#### TASK ITEM:
Beginning with the first line and ending with the one containing "- IRQs: the", copy the lines of the listing below exactly; omit everything else.

#### DATA SECTION:
PR #1546, opened 2026-08-18
feat(agnocast_cie_thread_configurator): apply kernel thread and IRQ configs with reapply support

atsushi421:
## Description

Part 4 of 4 splitting #1528 into reviewable units.

`thread_configurator_node` now applies the `kernel_threads` and `irqs` sections, both at startup and on every `~/reapply_config` request:

- Both sections are matched against a fresh `/proc` scan on every apply pass, with no carry-over: kernel threads and IRQs never announce themselves, so they live outside the announcement-driven accounting used for the other sections.
- Compare-before-set: an entry already in the desired state counts as applied without any syscall, so unedited template entries (part 3) stay no-ops and kernel-managed IRQs (which reject every write with EIO) see no spurious errors. Both sides of the comparison share the manageable-CPU bound (`parse_manageable_cpu_list`, moved from prerun into `system_scan`), so this holds even where the kernel's possible-CPU mask exceeds the present CPUs. One exception, documented in the srv: `SCHED_DEADLINE` parameters cannot be read back, so such entries are re-applied on every pass.
- Kernel threads: every running thread whose comm matches is configured through the existing syscall path (affinity factored out as `issue_affinity_syscalls` for affinity-only entries). An affinity request differing from a `PF_NO_SETAFFINITY` kthread's fixed one fails pointing at `UNMANAGEABLE`; an equal one is satisfied with only the policy applied. An unmatched comm is reported as skipped and can be retried via reapply.
- IRQs: the expected `actions` name is verified first to guard against IRQ renumbering across boots. If irqbalance is running, entries that need a write are failed instead of written, since irqbalance would silently rewrite them; in-sync entries still count as applied, so an unedited template stays a no-op even where irqbalance is enabled by default. The write uses raw open/write so errno-specific guidance is emitted (EIO: kernel-managed IRQ, EACCES/EPERM: missing capability, ENOENT: vanished IRQ).
- `ReapplyConfig.srv` gains `applied`/`failed`/`skipped` arrays for kernel threads and `applied`/`failed` for IRQs (an IRQ has no announce-later state, so a missing one is failed, not skipped).
- `setup_thread_configurator.bash` additionally grants `CAP_DAC_OVERRIDE`, required for writing `/proc/irq/<N>/smp_affinity_list`; an install by an older script version (only `cap_sys_nice`) is upgraded.
- E2E launch tests cover the reapply path for both sections.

#### COMPLETED EXERCISE:
PR #1546, opened 2026-08-18
feat(agnocast_cie_thread_configurator): apply kernel thread and IRQ configs with reapply support

atsushi421:
## Description

Part 4 of 4 splitting #1528 into reviewable units.

`thread_configurator_node` now applies the `kernel_threads` and `irqs` sections, both at startup and on every `~/reapply_config` request:

- Both sections are matched against a fresh `/proc` scan on every apply pass, with no carry-over: kernel threads and IRQs never announce themselves, so they live outside the announcement-driven accounting used for the other sections.
- Compare-before-set: an entry already in the desired state counts as applied without any syscall, so unedited template entries (part 3) stay no-ops and kernel-managed IRQs (which reject every write with EIO) see no spurious errors. Both sides of the comparison share the manageable-CPU bound (`parse_manageable_cpu_list`, moved from prerun into `system_scan`), so this holds even where the kernel's possible-CPU mask exceeds the present CPUs. One exception, documented in the srv: `SCHED_DEADLINE` parameters cannot be read back, so such entries are re-applied on every pass.
- Kernel threads: every running thread whose comm matches is configured through the existing syscall path (affinity factored out as `issue_affinity_syscalls` for affinity-only entries). An affinity request differing from a `PF_NO_SETAFFINITY` kthread's fixed one fails pointing at `UNMANAGEABLE`; an equal one is satisfied with only the policy applied. An unmatched comm is reported as skipped and can be retried via reapply.
- IRQs: the expected `actions` name is verified first to guard against IRQ renumbering across boots. If irqbalance is running, entries that need a write are failed instead of written, since irqbalance would silently rewrite them; in-sync entries still count as applied, so an unedited template stays a no-op even where irqbalance is enabled by default. The write uses raw open/write so errno-specific guidance is emitted (EIO: kernel-managed IRQ, EACCES/EPERM: missing capability, ENOENT: vanished IRQ).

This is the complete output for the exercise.